Mike McFeely, Published March 20 2009
Woodside’s perfomance memorable
Woodside’s 37 points were not enough to carry his North Dakota State team past one of the sport’s titans – Kansas – and the Bison saw their storybook season end with an
84-74 defeat in the first round of the NCAA tournament.
Five years ago, linking the Bison to the Big Dance would have been fodder for folly of the first order. But Friday, result aside, seemed a fitting end for the four fifth-year seniors who splashed Fargo’s university on the national canvas. Woodside, Brett Winkelman, Mike Nelson and Lucas Moormann left the court for the last time wearing Bison uniforms with 10,000 fans standing to applaud.
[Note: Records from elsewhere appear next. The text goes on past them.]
PR #817, opened 2019-02-14
LGA-447 Remove Monday morning callback capping

farrepa:

> **NOTE: Do not merge until removal of callback capping has been confirmed with Agilisys.**

- Remove Monday morning call-back capping

- Retain and invert tests to ensure callback capping is removed
- Fix previous test so `tuesday` is actually a Tuesday(!)


cla_public/apps/contact/tests/test_availability.py
```diff
@@ -178,8 +175,8 @@ def test_day_time_choices(self):
             choices = field.day_time_choices
             # half day on saturday
             self.assertEqual(7, len(choices["20150214"]))
-            # can't book before 11am on monday because we're after hours friday
-            self.assertEqual(18, len(choices["20150216"]))
+            # can book before 11am on monday. Monday morning call back capping removed.
+            self.assertEqual(22, len(choices["20150216"]))
```
sldblog: Is it worth having a follow-up (once this has been live for a month) to remove the testing Mondays? It seems it can be replaced with testing for "weekdays".

PR #821, opened 2019-02-21
Local Kubernetes "one-node cluster" deployment

sldblog:

Recently, we had our content designer to set up the application locally, however for a non-developer, it seemed too involved for us.

This pull request adds the ability to build and run the application in a locally running one-node Kubernetes cluster. Solutions like `minikube` and Docker for (Mac|Windows) have made local Kubernetes deployments reasonably convenient.

We expect that this setup will make life easier for anyone who does not need to develop the codebase.

### Needs VPN to work with the case handler API

- The configuration currently is wired up to connect to staging backend services; there's no attempt to run the entire set of applications locally (although we could, it should probably belong in https://github.com/ministryofjustice/laa-cla-e2e-tests).
- The above means MoJ VPN has to be active. Empirically, the VPN has to be active before the pod starts up.

### Biggest differences compared to staging/production

- There is no _ingress_ resource defined because the service is exposed via `NodePort` to make it locally accessible on http://localhost:30000.
- The`imagePullPolicy` is set to `Never` because the setup assumes the image is available on the same Docker host -- otherwise, we would have to push the image to a registry.

### Other changes

- Stubbed "default" `image` entries in `deployment.yml`. This makes it clearer that they are set in the `deploy_to_kubernetes` script.
- We do not use secrets in the "local" configuration; instead, we set every third-party token to empty.
- **Bonus**: removed the "Jenkins" related application config.


sldblog:
📝 Tested with @joshlow. It worked 🎉

sldblog:
@farrepa ?

farrepa:
Looks good to me. Since it works locally for Josh, I shan’t run it locally (and bodge it to do so outside the VPN).

Out of curiosity, given that both Kubernetes and docker-compose ship with the Docker app, any particular reason for the more complex Kubernetes approach?

sldblog:
@farrepa Thank you!

> Out of curiosity, given that both Kubernetes and docker-compose ship with the Docker app, any particular reason for the more complex Kubernetes approach?

I was considering `docker-compose`, but since we already abstracted the use of `kubectl` to `deploy_to_kubernetes` script it seemed better to use the existing "tech" rather than to create another way of achieving a similar thing.

I favour the similarity: if someone wants to add a new runtime environment variable, they can do that in a single `kubernetes_deploy` folder.

sldblog:
🎩 🙇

Woodside, as usual, deserved just a smidgen more. The undisputed leader of the pack was magnificent when it counted most, outscoring Kansas’ NBA-bound star Sherron Collins in a can-you-top-this point guard duel and leaving Jayhawks coach Bill Self to close his eyes and rub his face with the look of a man who was drained of answers.
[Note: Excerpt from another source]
PR #822, opened 2019-02-25
LGA-422 Set autocomplete and type attributes on contact_number input

farrepa:

Add `autocomplete="tel"` and `type="tel"` to `contact_number` input fields.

“Coach said he was good. I didn’t know he was that good,” Collins said.
Collins, the Big 12’s best point guard, finished with 32 points and used his fullback-like body and murderous crossover dribble to score at will in stretches. He also passed the ball effectively to big man Cole Aldrich, who parlayed the generosity into eight booming dunks that will have Bison coach Saul Phillips jolting awake in a cold sweat for weeks.
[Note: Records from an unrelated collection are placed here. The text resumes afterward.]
PR #824, opened 2019-03-04
LGA-529 - Enable TLS using new cloud platform spec

said-moj:

Enable TLS in the Ingress resource by adding a new certificate resource.

This was implicitly been done by the cloud platforms team before however recent changes mean that we need to explicitly do this.

The circleci service account needed extra permission to be able to create the certificate resource which was cover in this PR https://github.com/ministryofjustice/cloud-platform-environments/pull/501

### DIFF
--- a/kubernetes_deploy/production/ingress.yml
+++ b/kubernetes_deploy/production/ingress.yml
@@ -4,6 +4,9 @@ metadata:
   name: laa-cla-public
   namespace: laa-cla-public-production
 spec:
+  tls:
+  - hosts:
+    - laa-cla-public-production.apps.cloud-platform-live-0.k8s.integration.dsd.io
   rules:
   - host: laa-cla-public-production.apps.cloud-platform-live-0.k8s.integration.dsd.io
     http:
--- a/kubernetes_deploy/staging/ingress.yml
+++ b/kubernetes_deploy/staging/ingress.yml
@@ -4,6 +4,9 @@ metadata:
   name: laa-cla-public
   namespace: laa-cla-public-staging
 spec:
+  tls:
+  - hosts:
+    - laa-cla-public-staging.apps.cloud-platform-live-0.k8s.integration.dsd.io
   rules:
   - host: laa-cla-public-staging.apps.cloud-platform-live-0.k8s.integration.dsd.io
     http:


kubernetes_deploy/staging/ingress.yml
```diff
@@ -4,6 +4,9 @@ metadata:
   name: laa-cla-public
   namespace: laa-cla-public-staging
 spec:
+  tls:
+  - hosts:
+    - laa-cla-public-staging.apps.cloud-platform-live-0.k8s.integration.dsd.io
```
sldblog: 💭 Do we need TLS for staging?

kubernetes_deploy/production/ingress.yml
```diff
@@ -4,6 +4,9 @@ metadata:
   name: laa-cla-public
   namespace: laa-cla-public-production
 spec:
+  tls:
+  - hosts:
+    - laa-cla-public-production.apps.cloud-platform-live-0.k8s.integration.dsd.io
```
sldblog: 🙋‍♂️ We have checklegalaid.service.gov.uk as a public domain as well. Could we add that to the list, please?

said-moj: We don't have checklegalaid.service.gov.uk in the ingress rules, should we still add this under the tls hosts

sldblog: As far as I understand, we need to put the hosts needing TLS certificates here. Good question!
What do you think, @alkar?

kubernetes_deploy/staging/ingress.yml
alkar: Yes! TLS all the things please.

kubernetes_deploy/production/ingress.yml
alkar: I'd say you could leave it like this for now and we can add the service.gov.uk domains when we get to do the certs as well and update the Ingress hosts. This change we asked for is only to ensure a smooth transition onto the new nginx-ingress setup we have.

sldblog: I see, thank you. Do we anticipate any change in the configuration?

alkar: The future changes needed are similar to what we've done in https://github.com/ministryofjustice/fala/pull/32. If you'd like to go ahead and make these changes now, could you drop us a request to update the [config on our side](https://github.com/ministryofjustice/cloud-platform-infrastructure/blob/master/terraform/cloud-platform-components/cert-manager-external.tf#L4-L6)?

said-moj: @sldblog I have added checklegalaid.service.gov.uk to ingress rules and as a tls host

kubernetes_deploy/production/certificate.yml
```diff
@@ -0,0 +1,18 @@
+---
+apiVersion: certmanager.k8s.io/v1alpha1
+kind: Certificate
+metadata:
+  name: fala
```
alkar: I think you missed the name here! :)

kubernetes_deploy/production/ingress.yml
```diff
@@ -4,6 +4,13 @@ metadata:
...
+  - hosts:
```
sldblog: To double check, this structure translates to
```json
{
  "spec": {
    "tls": [
      {
        "hosts": [
          "laa-cla-public-production.apps.cloud-platform-live-0.k8s.integration.dsd.io"
        ]
      },
      {
        "hosts": [
          "checklegalaid.service.gov.uk"
        ],
        "secretName": "laa-cla-public-production-tls-certificate"
      }
    ]
  }
}
```
in JSON. Is this the structure we want?

kubernetes_deploy/production/certificate.yml
```diff
@@ -0,0 +1,18 @@
...
+  issuerRef:
+    name: letsencrypt-production
+    kind: ClusterIssuer
+  commonName: 'checklegalaid.service.gov.uk'
+  acme:
+    config:
+    - domains:
+      - 'checklegalaid.service.gov.uk'
+      dns01:
+        provider: route53-dsd
```
sldblog: :neckbeard: No newline at end of file

said-moj:
After thinking about this, I will remove the certificate resource addition to de-risk this and put the addition of the cert resource as a separate PR in the future

So this PR will just be the initial commit https://github.com/ministryofjustice/cla_public/pull/824/commits/1c7899eb39740acc5f71f85886ce19c3931d4976

alkar:
@said-moj that's very reasonable. As discussed the other day, this PR currently includes changes for two different tasks:

- updating the `Ingress` resource with a `tls` field so it will keep working after we migrate to the in-cluster TLS solution
- introducing a `Certificate` and defining the public-facing hostname on the `Ingress` (https://github.com/ministryofjustice/cloud-platform/issues/685)

Splitting them in 2 separate PRs makes sense.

But it was Woodside who won the hearts of the vocal majority inside the Metrodome and the CBS television announcers, who were comparing him to NBA great Steve Nash.
Woodside used his jet-fueled quickness to shred every Kansas defender Self assigned to him – the final body count was five – and score on a variety of drives, floaters and 3-point bombs. Some of the barrage was what we came to expect after four seasons. Some Woodside seemed to be saving for this special occasion.
Example: With the Bison down by six points midway through the second half, Woodside blazed between two Kansas defenders and scored a crashing layup while getting fouled by Markief Morris. With the dome crowd doing its best to split the Teflon roof, Self called timeout to soothe his rattled charges. Woodside swished the ensuing free throw for his 23rd point, which seemed like a lot at the time.
“He’s deceptively quick. He’s got that little hesitation and you think he’s going to pull back and he just throws it into all high gears,” Aldrich said. “I can see why he scored 60 in a game. He had 37 against us. Anybody who can do that in the first round, or any game, is really good.”
Woodside’s 60 came in an early season, three-overtime loss to Stephen F. Austin. It made a national splash. Woodside made the game-winning shot in The Summit League championship to vault the Bison into the NCAAs. It made a national splash. Now, he scores the second-most points in a first-round game since the NCAA expanded to 64 teams in the 1980s. Another splash.
“We haven’t played anybody harder to guard than him and that’s basically what I told him,” Self said. “He is a terrific talent.”
Woodside’s career at NDSU is finally finished. He and his mates left behind a record book filled with memories. The last one might be the most special.